Exercise aim: In the records below, find the line containing "chore(infra): clean build" and the line containing "- Adds test"; please repeat exactly the lines from one to the other, both included, and nothing more.
*** Records to process Section Begins ***
Issue #17854, opened 2019-03-22
Ionic 4 - styling ion-toast for full width, problem with left/right value of .toast-wrapper


entom:
**Ionic version:**
[x] **4.x**

**I'm submitting a ...** 
[ ] bug report
[x] feature request

**Current behavior:**
Ion-toast is showing on position left: 8px, right: 8px.

**Expected behavior:**
I would like to show ion-toast on full width (100% width) on screen, I can set --width: 100%;
But there is left 8px setting which i'm not able to overwrite with any settings. .toast-wrapper is in shadow-root.

**Steps to reproduce:**
Show toast on screen, try to make it full width.

**Related code:**
```
.toast-wrapper {
    left: 8px;
    right: 8px;
...
}
```

**Other information:**

**Ionic info:** 
```
Ionic:

   ionic (Ionic CLI)             : 4.12.0 (/usr/local/lib/node_modules/ionic)
   Ionic Framework               : @ionic/angular 4.1.2
   @angular-devkit/build-angular : 0.13.6
   @angular-devkit/schematics    : 7.2.4
   @angular/cli                  : 7.3.6
   @ionic/angular-toolkit        : 1.5.0

Cordova:

   cordova (Cordova CLI) : 8.0.0
   Cordova Platforms     : android 8.0.0
   Cordova Plugins       : cordova-plugin-ionic-keyboard 2.1.3, cordova-plugin-ionic-webview 3.1.2, (and 33 other plugins)

System:

   NodeJS : v11.12.0 (/usr/local/bin/node)
   npm    : 6.9.0
   OS     : macOS Mojave
   Xcode  : Xcode 10.1 Build version 10B61
```

entom:
I'm working with it.

PR #17961, opened 2019-04-04
fix(toast): allow to change position start/end of toast

entom:
This allows user to set start and/or end position of toast-wrapper by using --start, --end.

-
-
-

**Ionic Version**:
4.2.0
**Fixes**: #17854


entom:
Ok, no problem. I have created some tests.

liamdebeasi:
Hey there!

Sorry for the delay in reviewing this. We had an update to toast that we were trying to get merged in, and unfortunately there were some merge conflicts created as a result.

Would you be able to resolve the conflicts? After that I can take another look.

Thanks! 🙂

entom:
Ok, no problem. Thanks for response. I have resolved conflicts and merged changes.

brandyscarney:
Thanks for the PR! We made some changes that I just wanted to make aware, the big one being renaming the following:

```
left -> start
right -> end
```

The main reason for this is because in RTL applications the `left` is actually the `right`, so in many places we are using `start` and `end` now for RTL support. 🙂 

I made a couple changes to the implementation but this is good to go! We can merge it once the build passes.

brandyscarney:
Merged, thank you!!

PR #28043, opened 2023-08-22
feat(searchbar): support dynamic type

liamdebeasi:
Issue number: N/A

---------

- Searchbar does not support Dynamic Type

## What is the new behavior?

- Searchbar supports Dynamic Type
- Added dynamic type verification test
- I also found a bug where the text on the iOS searchbar was always accounting for the clear button, even when the clear button was hidden. I fixed this and added a test.

- [ ] Yes
- [x] No


core/src/components/searchbar/searchbar.md.vars.scss
```diff
@@ -31,7 +31,7 @@ $searchbar-md-cancel-button-font-size:           1.6em !default;
 $searchbar-md-input-search-icon-color:           $text-color-step-400 !default;
 
 /// @prop - Size of the searchbar input search icon
-$searchbar-md-input-search-icon-size:            20px !default;
+$searchbar-md-input-search-icon-size:            dynamic-font(21px) !default;
```
amandaejohnston, line 34: This size was bumped up from 20px to 21px; was that intentional?

amandaejohnston (approved):

PR #28044, opened 2023-08-22
chore(infra): clean build check will log recommended steps

sean-perkins:
Issue number: N/A

---------

When the CI process detects a diff between the output in CI after running `npm run build` versus the checked out branch, it will log the diff and exit. It isn't very clear to developers what they need to do or why this job step exists.

## What is the new behavior?

- Logs a prettier error message to the developer to let them know the steps they can take when a diff is detected in CI

CleanShot 2023-08-22 at 15 05 03

Example run: https://github.com/ionic-team/ionic-framework/actions/runs/5942940488/job/16117074372?pr=28044

- [ ] Yes
- [x] No

### DIFF
--- a/.github/workflows/actions/test-core-clean-build/action.yml
+++ b/.github/workflows/actions/test-core-clean-build/action.yml
@@ -15,9 +15,12 @@ runs:
     - name: Check Diff
       run: |
         git diff --exit-code || {
-          echo -e "\033[1;31mWarning: There is a diff between the build output from main and your branch.\033[0m"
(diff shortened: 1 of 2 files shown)


mapsandapps (approved):
Super helpful, thank you! I've run into this before, and it took me some time to figure out what was wrong. This would have eliminated that. 👏🏻

thetaPC (approved):
LGTM, love that it's easy to read and understand.

brandyscarney (approved):

PR #28045, opened 2023-08-22
feat(typography): support dynamic type

brandyscarney:
Issue number: N/A

---------

The styles for native headings do not support dynamic type.

## What is the new behavior?
- Adds test for scaling the font in `core/src/css/test/a11y`
  - I thought this made more sense than putting it in a component folder like `text` since `core/src/css` is where the styles exist, but maybe we don't need the additional `a11y` folder since we could just keep all related tests in one file
- Updates the `sass` version to `^1.33.0`

- [ ] Yes
- [x] No


core/package.json
```diff
@@ -66,7 +66,7 @@
     "jest-cli": "^27.5.1",
     "prettier": "^2.6.1",
     "rollup": "^2.26.4",
-    "sass": "^1.26.10",
+    "sass": "^1.33.0",
```
brandyscarney, line 69: Prior to upgrading `sass` I was getting this error when building with the `dynamic-font` function:

Screenshot 2023-08-22 at 4 04 52 PM

I found this [Stack Overflow thread](https://stackoverflow.com/questions/67857768/sass-math-div-function-is-undefined-in-angular-app-but-is-defined-in-angular-li) which mentions upgrading to `1.33.0` or higher and that fixed the problem so this change is required for the build to work.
*** Records to process Section Ends ***
Problem solution:
chore(infra): clean build check will log recommended steps

sean-perkins:
Issue number: N/A

---------

When the CI process detects a diff between the output in CI after running `npm run build` versus the checked out branch, it will log the diff and exit. It isn't very clear to developers what they need to do or why this job step exists.

## What is the new behavior?

- Logs a prettier error message to the developer to let them know the steps they can take when a diff is detected in CI

CleanShot 2023-08-22 at 15 05 03

Example run: https://github.com/ionic-team/ionic-framework/actions/runs/5942940488/job/16117074372?pr=28044

- [ ] Yes
- [x] No

### DIFF
--- a/.github/workflows/actions/test-core-clean-build/action.yml
+++ b/.github/workflows/actions/test-core-clean-build/action.yml
@@ -15,9 +15,12 @@ runs:
     - name: Check Diff
       run: |
         git diff --exit-code || {
-          echo -e "\033[1;31mWarning: There is a diff between the build output from main and your branch.\033[0m"
(diff shortened: 1 of 2 files shown)


mapsandapps (approved):
Super helpful, thank you! I've run into this before, and it took me some time to figure out what was wrong. This would have eliminated that. 👏🏻

thetaPC (approved):
LGTM, love that it's easy to read and understand.

brandyscarney (approved):

PR #28045, opened 2023-08-22
feat(typography): support dynamic type

brandyscarney:
Issue number: N/A

---------

The styles for native headings do not support dynamic type.

## What is the new behavior?
- Adds test for scaling the font in `core/src/css/test/a11y`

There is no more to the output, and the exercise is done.